Phase two monitoring trials, estimate the ability of several biomarker measurements to identify, exclude, and predict a change in tumor burden. And of course to be useful for monitoring a cancer biomarker should provide early and reliable signals of changing tumor burden.
Continuing to phase three monitoring trials, they compare whether or not early biomarker guided intervention results in improved patient outcome and the phase three trials are based on randomization. In phase four monitoring trials, they evaluate the long- term overall survival and the adverse effect following early tumor biomarker intervention in routine use.

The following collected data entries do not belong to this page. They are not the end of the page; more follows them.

PR #867, opened 2021-10-22
Add functionality to create file or directory depending on file path

sdwolfz:
The decision to create either a file or directory is based on the presence of the direcotry separator at the end of the path, similar functionality that I remember having in neotree.

If it were by me I'd remove the other two and only keep this one, but I'm assuming this will be not accepted, so I'm going to add it as a third option like this:

```elisp
(evil-define-key 'treemacs treemacs-mode-map (kbd "ca") #'treemacs-create-file-or-dir)
```

Could also rename the function to `treemacs-create-anything` if that fits the functionality better.

Also, this shares alot of code with `treemacs--create-file/dir`, how would you like this abstracted and code shared? There're a few ways I see this being done and I'd like to hear your opinion first (personally I'd extract the `when-let` part to a different function).

### DIFF
--- a/src/elisp/treemacs-file-management.el
+++ b/src/elisp/treemacs-file-management.el
@@ -274,6 +274,51 @@ IS-FILE?: Bool"
      (treemacs-pulse-on-success
          "Created %s." (propertize path-to-create 'face 'font-lock-string-face)))))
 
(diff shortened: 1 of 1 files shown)


sdwolfz:
@Alexander-Miller any thoughts on this?

PR #258, opened 2014-12-19
raise an error if trying to create a monetized attribute with the same name as an existing attribute

george-carlin:


TiuTalk:
Why this exception is necessary? Can't the method just fail silently?

I'm asking because this commit is giving me a lot of problems when booting my application via, lets say, Sidekiq, where it normally load/initialize the application twice.. And when the model will be loaded again, it stops on the `monetize` lines.

semmons99:
Fail silently is never a good thing. If needed, we should account for your situation. Feel free to research and submit a PR.

PR #266, opened 2015-01-03
Fix store_accessor compatibility

### LINKED ISSUE #263: Doesn't work with store_accessor under Rails 4.2
``` ruby
create_table 'services' do |t|
  t.text 'data'
end

class Service < ActiveRecord::Base
  store :data, accessors: [:foo_cents]
  monetize :foo_cents, as: :foo
end

> s = Service.new
> s.foo_cents = 100
=> 100
> s.foo
=> #<Money fractional:100 currency:USD>
> s.foo = 100
ActiveModel::MissingAttributeError: can't write unknown attribute `foo_cents`
    from /home/ari/.rbenv/versions/2.2.0/lib/ruby/gems/2.2.0/gems/activerecord-4.2.0/lib/active_record/attribute.rb:124:in `with_value_from_database'
...
    from /home/ari/.rbenv/versions/2.2.0/lib/ruby/gems/2.2.0/gems/activerecord-4.2.0/lib/active_record/attribute_methods/dirty.rb:92:in `write_attribute'
    from /home/ari/.rbenv/versions/2.2.0/lib/ruby/gems/2.2.0/gems/money-rails-1.2.0/lib/money-rails/active_record/monetizable.rb:174:in `block in monetize'
```

This works fine under Rails 4.1, but not 4.2. If I change monetizable.rb:174 to `public_send("#{subunit_name}=", money.try(:cents))` instead, it seems to work fine.

I can't tell if this is a Rails bug or a money-rails bug.

aripollak:
* Fixes #263 
* In the process of refactoring, I also found a bug in the validator that I fixed - if you set the fractional amount directly, the validator on the money object uses the fractional amount instead of the real money value.

### DIFF
--- a/lib/money-rails/active_model/validator.rb
+++ b/lib/money-rails/active_model/validator.rb
@@ -17,10 +17,11 @@ module MoneyRails
         @raw_value = @record.try(before_type_cast)
 
         # If raw value is nil and changed subunit is nil, then
-        # nil is a assigned value, elsewhere we should treat the
+        # nil is a assigned value, else we should treat the
         # subunit value as the one assigned.
-        if @raw_value.nil? && @record.send(subunit_attr)
-          @raw_value = @record.send(subunit_attr)
+        if @raw_value.nil? && @record.public_send(subunit_attr)
+          subunit_value = @record.public_send(subunit_attr)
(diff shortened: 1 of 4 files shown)


semmons99:
thanks!

PR #269, opened 2015-01-09
Add note about default currency into readme.

Olefine:
We need note about default currency, because in most cases you do next steps
1) Add gem into gemfile
2) Create model or add money migration
3) Migrate db
4) Change defaults in initializer file.

In Our case, change defaults in initializer after migration, changes will not work

We can create rails generator for configuring money in rails.


semmons99:
Thanks!

PR #278, opened 2015-01-26
Using currency_column[:postfix] to automatically determine currency column

antstorm:
Obviously the `:postfix` option for `currency_column` was not used at all, so I decided to implement it.

Basically it will try to find an attribute based on `name` and `currency_column[:postfix]` and if there is one — use it to get currency value.

I also removed `public_send(instance_currency_name).present?` because it is redundant and  `Money::Currency.find` can handle empty strings and `nil`s itself, returning `nil` in those cases.

### DIFF
--- a/lib/money-rails/active_record/monetizable.rb
+++ b/lib/money-rails/active_record/monetizable.rb
@@ -207,14 +207,19 @@ module MoneyRails
             end
 
             define_method "currency_for_#{name}" do
+              instance_currency_name_with_postfix = "#{name}#{MoneyRails::Configuration.currency_column[:postfix]}"
+
               if instance_currency_name.present? &&
                 respond_to?(instance_currency_name) &&
-                public_send(instance_currency_name).present? &&
                 Money::Currency.find(public_send(instance_currency_name))
 
                 Money::Currency.find(public_send(instance_currency_name))
               elsif field_currency_name
                 Money::Currency.find(field_currency_name)
+              elsif respond_to?(instance_currency_name_with_postfix) &&
+                Money::Currency.find(public_send(instance_currency_name_with_postfix))
+
+                Money::Currency.find(public_send(instance_currency_name_with_postfix))
               elsif self.class.respond_to?(:currency)
                 self.class.currency
               else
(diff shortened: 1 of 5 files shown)


aganov:
@antstorm @semmons99 With merge applied now, `:postfix` is only used for reading, should't we apply the same logic when setting the monetized value?


```ruby
# Current behavior
MoneyRails.configure do |config|
  config.default_currency = :gbp
  config.currency_column = {
    # ...
    postfix: "_currency",
  }
end

# t.integer :amount_cents
# t.string :amount_currency
class Transaction < ActiveRecord::Base
  monetize :amount_cents
end

#  :amount_cents is blank, and amount is fetched with default_currency
t = Transaction.new(amount: "5 EUR")
# t.amount_cents => nil
# t.amount => #<Money fractional:500 currency:GBP>
```

https://github.com/RubyMoney/money-rails/blob/master/lib/money-rails/active_record/monetizable.rb#L187-L196

Patch?

```ruby
if MoneyRails::Configuration.currency_column[:postfix].present?
    instance_currency_name_with_postfix = "#{name}#{MoneyRails::Configuration.currency_column[:postfix]}"
end

# Update currency iso value if there is an instance currency attribute
if instance_currency_name.present? && respond_to?("#{instance_currency_name}=") && money_currency
  public_send("#{instance_currency_name}=", money_currency.try(:iso_code))
elsif instance_currency_name_with_postfix.present? && respond_to?("#{instance_currency_name_with_postfix}=") && money_currency
  public_send("#{instance_currency_name_with_postfix}=", money_currency.try(:iso_code))
else
  current_currency = public_send("currency_for_#{name}")
  if money_currency && current_currency != money_currency.id
    raise ReadOnlyCurrencyException.new("Can't change readonly currency '#{current_currency}' to '#{money_currency}' for field '#{name}'") if MoneyRails.raise_error_on_money_parsing
    return nil
  end
end
```

antstorm:
@aganov hmm… that's quite odd… which version are you using?

aganov:
@antstorm money-rails (1.6.0)

PR #280, opened 2015-01-28
Update README.md

mrbongiolo:
Explaining that :no_cents_if_whole defined on config.default_formats is overwritten by config.no_cents_if_whole. And humanized_money will "ignore" it, since config.no_cents_if_whole is nil, so it will set it to true.


alup:
thanks

PR #285, opened 2015-02-13
Fix .monetized_attributes class method

akoltun:
If both superclass and subclass uses monetize macros then .monetized_attributes has to merge recurrently @monetized_attributes from all superclasses.

[This commit](https://github.com/RubyMoney/money-rails/commit/8c2a2d45bb0f96f7b747c60de3dc4dab094835f5) has revealed this bug


semmons99:
nice!

PR #292, opened 2015-02-18
Field currency values can be determined by lambda

KazW:
Hi, I think I could add a few more tests to this PR (I only added one). If anyone has any advice as to where and how to best test this, please comment here.

Thanks to the authors and contributors for making this awesome gem!


semmons99:
looks solid to me!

Phase four trials also address cost benefit. Meaning whether investment in marker monitoring programs improve quality of life and they provide cost savings in the long-term. Additionally, phase four trials should also address cost effectiveness whether increased costs associated with incorporation of the biomarker into routine monitoring improve patient outcome.
Bob Barrett:
Does the phased design format applied generally to tumor biomarkers?
György Sölétormos:
Absolutely. Major efforts are focused to identify biochemical compounds that may be used to monitor the activity of disease among cancer patients. After identification and biochemical characterization the compound should follow a standardized four-phased evaluation as proposed in our paper on design of tumor marker monitoring process.
Bob Barrett:
Well, doctor, let's look ahead. Where do you see cancer biomarker research going in the coming years?
György Sölétormos:
In my opinion the search for new and possibly more specific tumor biomarkers will continue with increased pace. We will see new protein markers as well as evaluation of methylated DNA fragments and MicroRNA in serum, and additionally most interesting, future research will also focus on the clinical utility of identifying circulating tumor cells in the blood.
Bob Barrett:
Well, doctor, finally do you some final words for our listeners and of course the readers of Clinical Chemistry?
György Sölétormos:
Yes. First of all, thank you for this opportunity to expand on our article Design of Tumor Biomarker: Monitoring Trial. We are encouraged to later present guidelines to serve as inspiration when monitoring markers are evaluated for their clinical utility. Establishing the clinical utility of a biomarker for use in monitoring requires careful trial design such as those described in our article.
Standardization of the evaluation process may facilitate a faster implementation of a reliable monitoring marker into routine practice for the benefit of the patients. However, if monitoring markers are to be clinically useful for prediction, effective treatment options that can benefit from early information provided by several marker measurements must of course be available.
Bob Barrett:
Dr. György Sölétormos is the Medical Director of the Department of Clinical Biochemistry, Hillerød Hospital, University of Copenhagen. He has been our guest in this podcast from Clinical Chemistry. I am Bob Barrett. Thanks for listening!